■ Excerpted records:

######

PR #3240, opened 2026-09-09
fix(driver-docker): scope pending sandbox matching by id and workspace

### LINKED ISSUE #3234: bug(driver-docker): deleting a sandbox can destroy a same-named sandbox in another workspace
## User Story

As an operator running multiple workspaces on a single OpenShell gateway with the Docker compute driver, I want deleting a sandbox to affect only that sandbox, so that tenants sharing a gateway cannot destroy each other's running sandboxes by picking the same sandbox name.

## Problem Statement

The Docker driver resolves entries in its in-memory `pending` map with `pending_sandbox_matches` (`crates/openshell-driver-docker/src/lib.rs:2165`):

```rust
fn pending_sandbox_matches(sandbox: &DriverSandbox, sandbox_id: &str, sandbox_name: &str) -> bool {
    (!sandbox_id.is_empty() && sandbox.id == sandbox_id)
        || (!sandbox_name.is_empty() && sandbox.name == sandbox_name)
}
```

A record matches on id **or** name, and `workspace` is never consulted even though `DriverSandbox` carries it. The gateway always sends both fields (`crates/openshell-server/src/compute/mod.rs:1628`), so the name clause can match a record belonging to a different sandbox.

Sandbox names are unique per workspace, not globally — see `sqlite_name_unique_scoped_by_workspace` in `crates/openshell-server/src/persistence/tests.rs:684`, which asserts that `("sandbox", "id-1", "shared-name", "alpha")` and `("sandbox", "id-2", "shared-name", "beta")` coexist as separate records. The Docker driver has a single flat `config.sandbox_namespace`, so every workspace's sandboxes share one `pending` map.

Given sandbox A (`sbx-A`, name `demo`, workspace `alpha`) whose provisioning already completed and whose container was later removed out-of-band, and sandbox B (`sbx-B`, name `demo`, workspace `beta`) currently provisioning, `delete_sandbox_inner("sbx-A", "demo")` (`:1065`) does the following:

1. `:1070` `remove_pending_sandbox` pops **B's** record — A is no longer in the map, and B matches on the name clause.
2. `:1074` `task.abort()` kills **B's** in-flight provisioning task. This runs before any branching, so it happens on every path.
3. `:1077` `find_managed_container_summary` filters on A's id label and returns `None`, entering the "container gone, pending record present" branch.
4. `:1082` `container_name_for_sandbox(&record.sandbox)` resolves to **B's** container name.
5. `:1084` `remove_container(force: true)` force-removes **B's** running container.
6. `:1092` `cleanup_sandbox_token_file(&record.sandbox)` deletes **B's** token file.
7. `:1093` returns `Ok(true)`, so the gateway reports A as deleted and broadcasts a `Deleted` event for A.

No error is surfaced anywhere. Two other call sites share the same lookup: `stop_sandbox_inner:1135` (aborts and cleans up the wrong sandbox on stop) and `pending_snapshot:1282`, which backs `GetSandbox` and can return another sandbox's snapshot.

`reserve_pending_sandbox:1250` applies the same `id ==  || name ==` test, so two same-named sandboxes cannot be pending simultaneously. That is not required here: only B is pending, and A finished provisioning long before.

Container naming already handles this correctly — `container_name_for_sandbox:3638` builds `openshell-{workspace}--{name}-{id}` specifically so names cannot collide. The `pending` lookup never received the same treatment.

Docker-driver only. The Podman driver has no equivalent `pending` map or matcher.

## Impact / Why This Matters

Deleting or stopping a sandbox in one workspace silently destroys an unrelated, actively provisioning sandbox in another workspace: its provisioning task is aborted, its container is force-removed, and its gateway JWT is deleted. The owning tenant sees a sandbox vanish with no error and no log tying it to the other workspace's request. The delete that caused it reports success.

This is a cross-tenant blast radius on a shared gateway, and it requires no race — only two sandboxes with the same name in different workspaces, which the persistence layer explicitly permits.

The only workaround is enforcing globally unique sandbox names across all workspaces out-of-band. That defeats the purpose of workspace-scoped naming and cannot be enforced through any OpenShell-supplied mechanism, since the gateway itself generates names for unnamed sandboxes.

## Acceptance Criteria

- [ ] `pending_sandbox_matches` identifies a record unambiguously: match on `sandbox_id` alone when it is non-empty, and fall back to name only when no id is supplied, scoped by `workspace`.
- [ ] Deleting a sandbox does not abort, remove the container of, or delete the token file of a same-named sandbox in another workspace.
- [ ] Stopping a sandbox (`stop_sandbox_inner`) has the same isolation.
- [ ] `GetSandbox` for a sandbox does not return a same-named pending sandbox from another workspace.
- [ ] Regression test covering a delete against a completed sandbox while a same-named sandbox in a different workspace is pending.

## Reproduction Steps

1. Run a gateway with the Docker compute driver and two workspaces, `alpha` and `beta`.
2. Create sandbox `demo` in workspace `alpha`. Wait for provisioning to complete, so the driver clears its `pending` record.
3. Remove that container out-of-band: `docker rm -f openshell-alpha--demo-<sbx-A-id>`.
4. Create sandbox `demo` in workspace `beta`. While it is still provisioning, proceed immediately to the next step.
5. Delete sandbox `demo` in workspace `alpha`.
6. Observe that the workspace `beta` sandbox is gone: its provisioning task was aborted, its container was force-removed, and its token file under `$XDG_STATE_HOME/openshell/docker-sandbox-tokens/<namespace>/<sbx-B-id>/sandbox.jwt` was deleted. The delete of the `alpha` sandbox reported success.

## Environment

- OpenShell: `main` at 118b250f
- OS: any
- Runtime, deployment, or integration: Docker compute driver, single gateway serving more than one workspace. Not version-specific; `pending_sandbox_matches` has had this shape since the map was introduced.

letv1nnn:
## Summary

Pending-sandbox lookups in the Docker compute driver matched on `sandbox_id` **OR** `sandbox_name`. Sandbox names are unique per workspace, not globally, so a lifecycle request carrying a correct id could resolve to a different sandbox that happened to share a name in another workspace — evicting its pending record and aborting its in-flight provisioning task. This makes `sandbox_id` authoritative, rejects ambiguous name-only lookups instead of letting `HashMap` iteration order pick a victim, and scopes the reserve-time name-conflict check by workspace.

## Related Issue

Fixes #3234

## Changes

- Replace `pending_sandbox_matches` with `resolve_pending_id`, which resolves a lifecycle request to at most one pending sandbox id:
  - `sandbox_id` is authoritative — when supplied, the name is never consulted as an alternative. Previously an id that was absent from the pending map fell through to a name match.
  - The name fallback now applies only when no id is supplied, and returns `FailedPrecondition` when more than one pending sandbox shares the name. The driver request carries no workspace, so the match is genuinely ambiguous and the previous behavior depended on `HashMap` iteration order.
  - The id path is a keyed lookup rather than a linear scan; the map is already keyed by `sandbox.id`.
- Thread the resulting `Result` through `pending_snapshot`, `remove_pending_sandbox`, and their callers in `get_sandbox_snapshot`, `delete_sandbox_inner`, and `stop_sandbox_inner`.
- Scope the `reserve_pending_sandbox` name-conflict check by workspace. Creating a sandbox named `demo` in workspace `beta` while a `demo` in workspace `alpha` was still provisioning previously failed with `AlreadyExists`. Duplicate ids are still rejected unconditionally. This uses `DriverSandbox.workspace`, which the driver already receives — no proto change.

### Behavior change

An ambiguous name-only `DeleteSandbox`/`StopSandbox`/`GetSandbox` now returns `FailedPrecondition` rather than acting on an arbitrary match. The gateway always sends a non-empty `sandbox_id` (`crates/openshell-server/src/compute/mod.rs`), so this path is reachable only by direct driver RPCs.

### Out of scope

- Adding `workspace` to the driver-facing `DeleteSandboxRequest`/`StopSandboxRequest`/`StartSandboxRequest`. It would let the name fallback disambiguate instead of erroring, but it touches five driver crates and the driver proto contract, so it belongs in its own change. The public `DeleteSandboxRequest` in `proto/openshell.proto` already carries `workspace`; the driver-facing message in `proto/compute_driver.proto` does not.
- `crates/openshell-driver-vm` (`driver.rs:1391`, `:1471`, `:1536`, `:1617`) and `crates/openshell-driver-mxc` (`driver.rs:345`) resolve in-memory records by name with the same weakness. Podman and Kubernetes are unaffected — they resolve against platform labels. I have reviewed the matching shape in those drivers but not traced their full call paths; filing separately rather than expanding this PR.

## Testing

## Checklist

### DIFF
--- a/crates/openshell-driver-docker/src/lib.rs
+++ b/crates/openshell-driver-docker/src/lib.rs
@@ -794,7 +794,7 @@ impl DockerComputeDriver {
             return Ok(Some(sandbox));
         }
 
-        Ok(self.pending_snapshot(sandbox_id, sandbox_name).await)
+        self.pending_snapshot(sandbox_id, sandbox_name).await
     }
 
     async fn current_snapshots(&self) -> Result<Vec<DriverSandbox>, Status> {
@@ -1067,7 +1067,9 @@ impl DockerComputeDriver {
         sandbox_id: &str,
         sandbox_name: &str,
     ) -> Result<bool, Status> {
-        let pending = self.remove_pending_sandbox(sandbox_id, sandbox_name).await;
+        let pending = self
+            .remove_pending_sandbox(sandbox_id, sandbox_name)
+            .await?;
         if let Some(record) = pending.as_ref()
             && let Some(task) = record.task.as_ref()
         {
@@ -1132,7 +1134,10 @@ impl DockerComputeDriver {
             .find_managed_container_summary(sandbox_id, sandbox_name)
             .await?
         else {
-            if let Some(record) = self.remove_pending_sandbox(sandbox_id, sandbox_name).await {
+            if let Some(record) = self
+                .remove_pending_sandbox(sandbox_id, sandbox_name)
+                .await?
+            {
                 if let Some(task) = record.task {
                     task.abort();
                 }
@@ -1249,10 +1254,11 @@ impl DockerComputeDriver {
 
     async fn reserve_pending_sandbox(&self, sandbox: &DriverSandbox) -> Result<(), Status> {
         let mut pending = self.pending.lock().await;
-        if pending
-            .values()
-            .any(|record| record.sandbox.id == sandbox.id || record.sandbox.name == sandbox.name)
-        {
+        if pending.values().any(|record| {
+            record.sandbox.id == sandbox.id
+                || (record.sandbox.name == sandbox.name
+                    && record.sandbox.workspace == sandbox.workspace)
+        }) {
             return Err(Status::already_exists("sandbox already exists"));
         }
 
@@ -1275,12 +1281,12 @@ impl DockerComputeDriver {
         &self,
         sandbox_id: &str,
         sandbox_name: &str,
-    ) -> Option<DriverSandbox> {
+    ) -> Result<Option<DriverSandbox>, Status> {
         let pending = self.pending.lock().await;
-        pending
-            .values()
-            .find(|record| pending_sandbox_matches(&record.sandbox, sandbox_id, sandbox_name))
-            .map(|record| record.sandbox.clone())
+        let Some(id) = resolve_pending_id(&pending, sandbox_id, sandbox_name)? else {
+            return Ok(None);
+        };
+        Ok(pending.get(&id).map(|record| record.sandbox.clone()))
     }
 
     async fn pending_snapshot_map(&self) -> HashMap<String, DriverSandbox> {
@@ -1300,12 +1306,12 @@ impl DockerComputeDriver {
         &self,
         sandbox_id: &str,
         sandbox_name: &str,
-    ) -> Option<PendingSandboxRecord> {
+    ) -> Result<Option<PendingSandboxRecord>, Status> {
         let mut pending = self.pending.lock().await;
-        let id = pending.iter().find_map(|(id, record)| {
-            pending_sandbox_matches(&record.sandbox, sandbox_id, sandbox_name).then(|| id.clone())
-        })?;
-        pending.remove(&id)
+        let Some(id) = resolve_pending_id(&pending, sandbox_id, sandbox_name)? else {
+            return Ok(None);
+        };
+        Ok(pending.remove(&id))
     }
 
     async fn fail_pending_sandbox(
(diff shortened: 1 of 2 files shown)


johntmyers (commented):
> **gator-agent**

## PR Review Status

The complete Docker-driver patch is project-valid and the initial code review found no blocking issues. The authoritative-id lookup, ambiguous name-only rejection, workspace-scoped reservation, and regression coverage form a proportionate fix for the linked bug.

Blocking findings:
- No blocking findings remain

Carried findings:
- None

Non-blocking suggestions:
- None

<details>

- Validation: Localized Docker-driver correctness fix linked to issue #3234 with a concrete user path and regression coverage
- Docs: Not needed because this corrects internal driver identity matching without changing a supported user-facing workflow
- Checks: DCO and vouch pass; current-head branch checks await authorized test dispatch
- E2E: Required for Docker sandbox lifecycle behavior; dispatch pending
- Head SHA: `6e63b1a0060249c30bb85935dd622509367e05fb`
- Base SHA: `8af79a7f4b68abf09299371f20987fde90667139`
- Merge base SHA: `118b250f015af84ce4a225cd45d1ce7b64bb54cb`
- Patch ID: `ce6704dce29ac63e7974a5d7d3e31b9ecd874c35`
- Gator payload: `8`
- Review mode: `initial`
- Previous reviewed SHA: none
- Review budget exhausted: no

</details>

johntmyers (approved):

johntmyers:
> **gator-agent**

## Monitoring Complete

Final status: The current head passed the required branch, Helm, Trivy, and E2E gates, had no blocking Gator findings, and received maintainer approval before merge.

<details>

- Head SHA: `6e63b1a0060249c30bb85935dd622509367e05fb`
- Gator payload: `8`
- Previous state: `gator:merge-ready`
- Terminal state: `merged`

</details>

######

■ The task: Restate the listing word for word, but only from its first line through the line with "filters on A's", keeping both end lines.

■ Your response:
PR #3240, opened 2026-09-09
fix(driver-docker): scope pending sandbox matching by id and workspace

### LINKED ISSUE #3234: bug(driver-docker): deleting a sandbox can destroy a same-named sandbox in another workspace
## User Story

As an operator running multiple workspaces on a single OpenShell gateway with the Docker compute driver, I want deleting a sandbox to affect only that sandbox, so that tenants sharing a gateway cannot destroy each other's running sandboxes by picking the same sandbox name.

## Problem Statement

The Docker driver resolves entries in its in-memory `pending` map with `pending_sandbox_matches` (`crates/openshell-driver-docker/src/lib.rs:2165`):

```rust
fn pending_sandbox_matches(sandbox: &DriverSandbox, sandbox_id: &str, sandbox_name: &str) -> bool {
    (!sandbox_id.is_empty() && sandbox.id == sandbox_id)
        || (!sandbox_name.is_empty() && sandbox.name == sandbox_name)
}
```

A record matches on id **or** name, and `workspace` is never consulted even though `DriverSandbox` carries it. The gateway always sends both fields (`crates/openshell-server/src/compute/mod.rs:1628`), so the name clause can match a record belonging to a different sandbox.

Sandbox names are unique per workspace, not globally — see `sqlite_name_unique_scoped_by_workspace` in `crates/openshell-server/src/persistence/tests.rs:684`, which asserts that `("sandbox", "id-1", "shared-name", "alpha")` and `("sandbox", "id-2", "shared-name", "beta")` coexist as separate records. The Docker driver has a single flat `config.sandbox_namespace`, so every workspace's sandboxes share one `pending` map.

Given sandbox A (`sbx-A`, name `demo`, workspace `alpha`) whose provisioning already completed and whose container was later removed out-of-band, and sandbox B (`sbx-B`, name `demo`, workspace `beta`) currently provisioning, `delete_sandbox_inner("sbx-A", "demo")` (`:1065`) does the following:

1. `:1070` `remove_pending_sandbox` pops **B's** record — A is no longer in the map, and B matches on the name clause.
2. `:1074` `task.abort()` kills **B's** in-flight provisioning task. This runs before any branching, so it happens on every path.
3. `:1077` `find_managed_container_summary` filters on A's id label and returns `None`, entering the "container gone, pending record present" branch.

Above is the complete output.